§ TASK BRIEF: Copy the entire listing exactly.

§ TASK MATERIAL:
PR #239, opened 2021-01-24
Fix build and release actions

daviddq:
I've replaced the "set-env" command used in the Actions since it's been tagged as "insecure" by GitHub.

Tested and working in my branch.


blurymind:
Thanks :) I will give this a try tomorrow

blurymind:
This works like a charm 😄 🎉 
@daviddq thank you!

§ OUTPUT OF THE TASK:
PR #239, opened 2021-01-24
Fix build and release actions

daviddq:
I've replaced the "set-env" command used in the Actions since it's been tagged as "insecure" by GitHub.

Tested and working in my branch.


blurymind:
Thanks :) I will give this a try tomorrow

blurymind:
This works like a charm 😄 🎉 
@daviddq thank you!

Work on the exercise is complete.